Excerpted data |
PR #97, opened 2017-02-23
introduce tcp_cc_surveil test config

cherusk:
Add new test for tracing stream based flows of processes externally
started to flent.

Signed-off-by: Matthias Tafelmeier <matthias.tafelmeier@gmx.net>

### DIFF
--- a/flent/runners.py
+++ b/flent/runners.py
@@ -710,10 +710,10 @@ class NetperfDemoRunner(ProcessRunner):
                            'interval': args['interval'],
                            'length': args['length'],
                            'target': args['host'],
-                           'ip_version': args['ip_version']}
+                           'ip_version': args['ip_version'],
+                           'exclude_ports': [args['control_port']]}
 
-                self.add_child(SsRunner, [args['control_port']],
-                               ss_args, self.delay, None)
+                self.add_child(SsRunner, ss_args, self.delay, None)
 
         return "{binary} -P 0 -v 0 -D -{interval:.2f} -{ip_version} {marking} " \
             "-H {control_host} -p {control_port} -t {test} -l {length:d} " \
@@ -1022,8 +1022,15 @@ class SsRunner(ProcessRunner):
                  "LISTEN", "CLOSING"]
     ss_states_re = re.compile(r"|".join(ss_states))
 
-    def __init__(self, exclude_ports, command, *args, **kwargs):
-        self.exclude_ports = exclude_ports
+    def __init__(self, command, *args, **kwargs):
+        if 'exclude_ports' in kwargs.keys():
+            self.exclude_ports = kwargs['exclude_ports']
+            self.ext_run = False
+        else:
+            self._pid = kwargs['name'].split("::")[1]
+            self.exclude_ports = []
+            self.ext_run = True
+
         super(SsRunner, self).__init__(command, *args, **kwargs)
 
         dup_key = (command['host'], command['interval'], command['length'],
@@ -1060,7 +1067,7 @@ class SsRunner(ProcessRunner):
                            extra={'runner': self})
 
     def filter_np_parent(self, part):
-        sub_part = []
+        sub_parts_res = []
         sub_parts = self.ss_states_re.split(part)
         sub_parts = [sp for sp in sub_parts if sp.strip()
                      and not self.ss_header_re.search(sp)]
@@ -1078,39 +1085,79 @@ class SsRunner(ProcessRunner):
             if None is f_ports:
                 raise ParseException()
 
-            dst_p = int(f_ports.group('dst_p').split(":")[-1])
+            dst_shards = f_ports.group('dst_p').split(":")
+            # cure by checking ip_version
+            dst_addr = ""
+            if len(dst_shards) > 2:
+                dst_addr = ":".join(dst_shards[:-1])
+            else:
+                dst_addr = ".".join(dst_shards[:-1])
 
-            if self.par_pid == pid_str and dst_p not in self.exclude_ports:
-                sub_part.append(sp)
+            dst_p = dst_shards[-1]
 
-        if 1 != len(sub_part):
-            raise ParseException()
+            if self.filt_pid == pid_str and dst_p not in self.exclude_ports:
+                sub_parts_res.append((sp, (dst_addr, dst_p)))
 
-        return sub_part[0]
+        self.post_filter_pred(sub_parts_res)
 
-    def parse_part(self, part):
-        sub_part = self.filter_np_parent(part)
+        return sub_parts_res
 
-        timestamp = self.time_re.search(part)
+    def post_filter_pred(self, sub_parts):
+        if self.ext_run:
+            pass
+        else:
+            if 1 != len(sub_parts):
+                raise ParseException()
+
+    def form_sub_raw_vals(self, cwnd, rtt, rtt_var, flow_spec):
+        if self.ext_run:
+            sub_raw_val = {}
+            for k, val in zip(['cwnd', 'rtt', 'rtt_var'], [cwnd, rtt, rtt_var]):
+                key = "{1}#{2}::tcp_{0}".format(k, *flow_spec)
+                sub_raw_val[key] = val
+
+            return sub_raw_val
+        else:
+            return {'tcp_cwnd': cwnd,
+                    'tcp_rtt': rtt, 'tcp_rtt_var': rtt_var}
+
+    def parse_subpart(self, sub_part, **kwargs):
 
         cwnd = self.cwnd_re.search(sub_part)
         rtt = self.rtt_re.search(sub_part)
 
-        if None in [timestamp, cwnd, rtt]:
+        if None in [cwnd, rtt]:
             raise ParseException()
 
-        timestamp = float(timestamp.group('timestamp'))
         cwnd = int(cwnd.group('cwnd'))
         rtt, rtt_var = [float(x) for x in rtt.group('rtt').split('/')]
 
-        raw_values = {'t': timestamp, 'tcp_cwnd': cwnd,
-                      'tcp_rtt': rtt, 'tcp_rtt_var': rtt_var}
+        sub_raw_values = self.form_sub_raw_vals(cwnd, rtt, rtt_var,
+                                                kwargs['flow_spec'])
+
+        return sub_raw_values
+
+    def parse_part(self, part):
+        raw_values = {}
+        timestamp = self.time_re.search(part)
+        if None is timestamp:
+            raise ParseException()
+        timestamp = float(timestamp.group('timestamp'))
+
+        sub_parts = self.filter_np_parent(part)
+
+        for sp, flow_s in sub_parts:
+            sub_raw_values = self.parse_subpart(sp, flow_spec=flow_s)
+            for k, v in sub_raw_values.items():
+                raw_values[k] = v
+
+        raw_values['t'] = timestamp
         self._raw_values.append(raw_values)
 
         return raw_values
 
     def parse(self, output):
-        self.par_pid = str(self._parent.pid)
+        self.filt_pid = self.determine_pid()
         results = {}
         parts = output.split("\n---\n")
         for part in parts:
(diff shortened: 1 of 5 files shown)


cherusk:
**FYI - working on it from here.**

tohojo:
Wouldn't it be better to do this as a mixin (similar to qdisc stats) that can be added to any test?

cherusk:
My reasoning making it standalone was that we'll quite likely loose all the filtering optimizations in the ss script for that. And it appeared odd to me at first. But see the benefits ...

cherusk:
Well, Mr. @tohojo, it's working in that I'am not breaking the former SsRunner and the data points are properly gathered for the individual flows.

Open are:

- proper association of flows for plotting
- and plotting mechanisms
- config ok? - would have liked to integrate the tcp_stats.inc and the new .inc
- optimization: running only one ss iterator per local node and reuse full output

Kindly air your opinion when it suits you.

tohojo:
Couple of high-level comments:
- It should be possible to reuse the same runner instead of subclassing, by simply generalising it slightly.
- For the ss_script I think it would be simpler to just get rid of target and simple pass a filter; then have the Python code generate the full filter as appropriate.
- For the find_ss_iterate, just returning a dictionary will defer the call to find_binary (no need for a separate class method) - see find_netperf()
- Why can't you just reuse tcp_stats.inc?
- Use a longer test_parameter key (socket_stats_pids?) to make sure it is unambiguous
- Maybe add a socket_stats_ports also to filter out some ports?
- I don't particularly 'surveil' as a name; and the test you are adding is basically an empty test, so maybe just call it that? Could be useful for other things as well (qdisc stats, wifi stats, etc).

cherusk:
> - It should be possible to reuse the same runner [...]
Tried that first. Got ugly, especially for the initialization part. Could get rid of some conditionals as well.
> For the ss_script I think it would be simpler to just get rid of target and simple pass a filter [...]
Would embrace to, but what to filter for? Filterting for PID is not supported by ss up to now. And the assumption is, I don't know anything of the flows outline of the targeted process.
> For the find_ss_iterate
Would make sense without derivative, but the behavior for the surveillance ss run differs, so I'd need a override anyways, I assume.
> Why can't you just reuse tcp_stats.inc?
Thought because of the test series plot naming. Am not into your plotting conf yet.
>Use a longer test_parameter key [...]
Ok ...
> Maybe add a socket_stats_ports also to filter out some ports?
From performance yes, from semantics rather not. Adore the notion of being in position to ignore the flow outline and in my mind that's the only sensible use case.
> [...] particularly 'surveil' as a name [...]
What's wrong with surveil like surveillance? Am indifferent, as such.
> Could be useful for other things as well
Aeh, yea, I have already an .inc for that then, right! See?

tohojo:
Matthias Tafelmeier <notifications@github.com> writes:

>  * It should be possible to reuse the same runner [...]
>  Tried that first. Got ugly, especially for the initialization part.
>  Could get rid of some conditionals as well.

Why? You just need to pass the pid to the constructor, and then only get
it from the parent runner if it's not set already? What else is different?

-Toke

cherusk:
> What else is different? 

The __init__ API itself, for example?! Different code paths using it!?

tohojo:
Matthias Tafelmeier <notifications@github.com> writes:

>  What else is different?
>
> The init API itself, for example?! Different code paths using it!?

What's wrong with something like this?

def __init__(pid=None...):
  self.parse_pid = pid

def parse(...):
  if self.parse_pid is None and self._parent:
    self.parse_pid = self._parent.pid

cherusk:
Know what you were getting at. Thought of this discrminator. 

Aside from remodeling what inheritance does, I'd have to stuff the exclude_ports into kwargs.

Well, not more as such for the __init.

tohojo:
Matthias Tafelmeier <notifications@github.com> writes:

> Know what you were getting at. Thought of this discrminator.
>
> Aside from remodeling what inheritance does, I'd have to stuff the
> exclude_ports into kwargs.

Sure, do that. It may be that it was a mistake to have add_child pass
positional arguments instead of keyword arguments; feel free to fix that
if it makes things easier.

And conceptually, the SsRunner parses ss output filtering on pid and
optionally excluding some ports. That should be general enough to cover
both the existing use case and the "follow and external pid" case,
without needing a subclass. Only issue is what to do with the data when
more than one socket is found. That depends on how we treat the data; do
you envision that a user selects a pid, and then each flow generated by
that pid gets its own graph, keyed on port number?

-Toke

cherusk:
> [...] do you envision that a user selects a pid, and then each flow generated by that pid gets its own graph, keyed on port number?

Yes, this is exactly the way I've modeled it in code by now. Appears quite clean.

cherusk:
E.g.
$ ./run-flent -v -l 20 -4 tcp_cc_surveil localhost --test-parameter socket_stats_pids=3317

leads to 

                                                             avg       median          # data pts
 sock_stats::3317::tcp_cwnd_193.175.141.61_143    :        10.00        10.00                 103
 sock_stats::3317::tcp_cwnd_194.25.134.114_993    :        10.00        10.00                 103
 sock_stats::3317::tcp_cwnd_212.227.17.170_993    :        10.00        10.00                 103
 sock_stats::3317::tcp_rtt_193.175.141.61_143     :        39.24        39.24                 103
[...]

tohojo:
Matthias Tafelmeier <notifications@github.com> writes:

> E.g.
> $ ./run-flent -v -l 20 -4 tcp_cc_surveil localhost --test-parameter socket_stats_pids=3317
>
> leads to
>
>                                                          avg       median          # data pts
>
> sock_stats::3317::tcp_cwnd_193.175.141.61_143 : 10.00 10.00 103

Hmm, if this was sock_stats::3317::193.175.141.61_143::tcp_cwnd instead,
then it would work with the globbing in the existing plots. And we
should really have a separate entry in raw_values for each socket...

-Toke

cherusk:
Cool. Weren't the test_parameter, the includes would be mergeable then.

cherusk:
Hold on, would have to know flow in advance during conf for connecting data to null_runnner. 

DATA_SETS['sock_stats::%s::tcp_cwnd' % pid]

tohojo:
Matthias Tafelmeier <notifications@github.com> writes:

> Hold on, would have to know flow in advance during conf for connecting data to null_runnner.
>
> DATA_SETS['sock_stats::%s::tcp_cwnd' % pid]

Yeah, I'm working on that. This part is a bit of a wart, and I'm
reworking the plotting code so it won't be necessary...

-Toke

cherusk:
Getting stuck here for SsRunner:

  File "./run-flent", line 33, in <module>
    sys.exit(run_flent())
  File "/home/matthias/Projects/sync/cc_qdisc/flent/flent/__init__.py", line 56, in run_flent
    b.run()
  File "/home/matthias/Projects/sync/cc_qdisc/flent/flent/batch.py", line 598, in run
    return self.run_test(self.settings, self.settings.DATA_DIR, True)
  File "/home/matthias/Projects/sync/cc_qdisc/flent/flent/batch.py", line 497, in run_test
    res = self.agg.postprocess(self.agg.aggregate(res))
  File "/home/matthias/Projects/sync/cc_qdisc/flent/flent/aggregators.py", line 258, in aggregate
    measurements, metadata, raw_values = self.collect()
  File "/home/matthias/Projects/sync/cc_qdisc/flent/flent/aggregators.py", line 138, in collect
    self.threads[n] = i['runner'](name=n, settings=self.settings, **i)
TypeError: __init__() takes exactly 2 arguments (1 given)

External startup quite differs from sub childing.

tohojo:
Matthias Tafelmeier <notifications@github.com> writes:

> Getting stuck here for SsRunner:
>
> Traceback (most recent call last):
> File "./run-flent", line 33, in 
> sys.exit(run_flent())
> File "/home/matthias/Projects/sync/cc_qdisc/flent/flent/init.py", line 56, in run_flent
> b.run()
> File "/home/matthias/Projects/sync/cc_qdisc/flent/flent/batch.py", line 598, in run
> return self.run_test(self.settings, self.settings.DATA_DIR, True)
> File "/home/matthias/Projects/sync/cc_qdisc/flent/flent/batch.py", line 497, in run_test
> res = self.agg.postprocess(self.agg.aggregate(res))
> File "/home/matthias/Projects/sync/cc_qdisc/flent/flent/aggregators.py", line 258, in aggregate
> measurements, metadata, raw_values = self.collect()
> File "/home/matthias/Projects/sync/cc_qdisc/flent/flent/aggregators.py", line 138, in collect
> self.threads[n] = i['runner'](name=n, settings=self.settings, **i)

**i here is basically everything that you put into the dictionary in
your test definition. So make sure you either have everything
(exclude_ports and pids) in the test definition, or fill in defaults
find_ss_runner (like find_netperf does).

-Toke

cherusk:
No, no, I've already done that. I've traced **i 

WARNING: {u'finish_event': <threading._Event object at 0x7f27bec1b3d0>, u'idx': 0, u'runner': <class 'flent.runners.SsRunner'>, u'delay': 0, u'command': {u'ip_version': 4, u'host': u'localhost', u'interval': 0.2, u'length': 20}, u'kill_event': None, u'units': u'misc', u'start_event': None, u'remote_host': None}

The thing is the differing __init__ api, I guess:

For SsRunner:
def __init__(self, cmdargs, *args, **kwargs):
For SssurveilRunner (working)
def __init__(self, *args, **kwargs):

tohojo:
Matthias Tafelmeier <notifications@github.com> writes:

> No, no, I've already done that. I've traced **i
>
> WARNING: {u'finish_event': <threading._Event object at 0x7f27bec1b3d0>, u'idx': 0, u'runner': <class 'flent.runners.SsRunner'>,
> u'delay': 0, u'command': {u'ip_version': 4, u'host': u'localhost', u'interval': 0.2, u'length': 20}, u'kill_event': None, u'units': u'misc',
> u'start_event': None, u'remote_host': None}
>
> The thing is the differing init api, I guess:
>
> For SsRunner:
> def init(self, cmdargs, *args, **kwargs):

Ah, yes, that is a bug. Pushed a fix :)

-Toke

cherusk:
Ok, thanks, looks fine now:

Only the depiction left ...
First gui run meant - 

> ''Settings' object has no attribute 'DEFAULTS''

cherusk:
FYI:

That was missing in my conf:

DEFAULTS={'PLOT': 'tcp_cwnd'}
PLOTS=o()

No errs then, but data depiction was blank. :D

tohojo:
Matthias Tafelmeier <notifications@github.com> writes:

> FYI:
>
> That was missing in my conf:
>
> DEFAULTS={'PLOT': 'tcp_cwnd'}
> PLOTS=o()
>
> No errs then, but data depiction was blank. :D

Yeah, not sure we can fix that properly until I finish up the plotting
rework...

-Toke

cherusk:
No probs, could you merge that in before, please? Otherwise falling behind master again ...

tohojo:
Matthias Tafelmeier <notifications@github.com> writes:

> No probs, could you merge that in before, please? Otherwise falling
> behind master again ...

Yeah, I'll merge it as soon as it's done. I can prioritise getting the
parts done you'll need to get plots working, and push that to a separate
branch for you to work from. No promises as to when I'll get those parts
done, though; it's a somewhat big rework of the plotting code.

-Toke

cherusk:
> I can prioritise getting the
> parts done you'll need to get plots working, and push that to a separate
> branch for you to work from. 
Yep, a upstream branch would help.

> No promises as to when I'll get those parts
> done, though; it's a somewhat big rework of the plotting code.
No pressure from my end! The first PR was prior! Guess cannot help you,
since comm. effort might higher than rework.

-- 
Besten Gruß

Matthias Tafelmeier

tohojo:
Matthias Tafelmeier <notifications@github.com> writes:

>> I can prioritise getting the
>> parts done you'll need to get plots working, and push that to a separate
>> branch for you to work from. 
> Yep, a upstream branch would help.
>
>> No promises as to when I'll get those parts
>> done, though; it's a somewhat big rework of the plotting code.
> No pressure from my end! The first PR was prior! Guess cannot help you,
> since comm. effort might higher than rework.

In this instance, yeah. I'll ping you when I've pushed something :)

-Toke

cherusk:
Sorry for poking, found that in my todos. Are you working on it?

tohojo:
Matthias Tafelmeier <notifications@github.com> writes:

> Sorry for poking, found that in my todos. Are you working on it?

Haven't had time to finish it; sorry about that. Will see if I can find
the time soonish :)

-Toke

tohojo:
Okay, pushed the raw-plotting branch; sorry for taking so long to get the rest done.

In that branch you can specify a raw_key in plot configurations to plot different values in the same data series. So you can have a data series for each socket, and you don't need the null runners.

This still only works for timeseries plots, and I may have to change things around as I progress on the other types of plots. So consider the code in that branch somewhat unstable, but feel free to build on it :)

What to do | At the first line of the material above, start reproducing each line exactly, and end with the line that holds "if 'exclude_ports' in", adding nothing.

Response to the task |
PR #97, opened 2017-02-23
introduce tcp_cc_surveil test config

cherusk:
Add new test for tracing stream based flows of processes externally
started to flent.

Signed-off-by: Matthias Tafelmeier <matthias.tafelmeier@gmx.net>

### DIFF
--- a/flent/runners.py
+++ b/flent/runners.py
@@ -710,10 +710,10 @@ class NetperfDemoRunner(ProcessRunner):
                            'interval': args['interval'],
                            'length': args['length'],
                            'target': args['host'],
-                           'ip_version': args['ip_version']}
+                           'ip_version': args['ip_version'],
+                           'exclude_ports': [args['control_port']]}
 
-                self.add_child(SsRunner, [args['control_port']],
-                               ss_args, self.delay, None)
+                self.add_child(SsRunner, ss_args, self.delay, None)
 
         return "{binary} -P 0 -v 0 -D -{interval:.2f} -{ip_version} {marking} " \
             "-H {control_host} -p {control_port} -t {test} -l {length:d} " \
@@ -1022,8 +1022,15 @@ class SsRunner(ProcessRunner):
                  "LISTEN", "CLOSING"]
     ss_states_re = re.compile(r"|".join(ss_states))
 
-    def __init__(self, exclude_ports, command, *args, **kwargs):
-        self.exclude_ports = exclude_ports
+    def __init__(self, command, *args, **kwargs):
+        if 'exclude_ports' in kwargs.keys():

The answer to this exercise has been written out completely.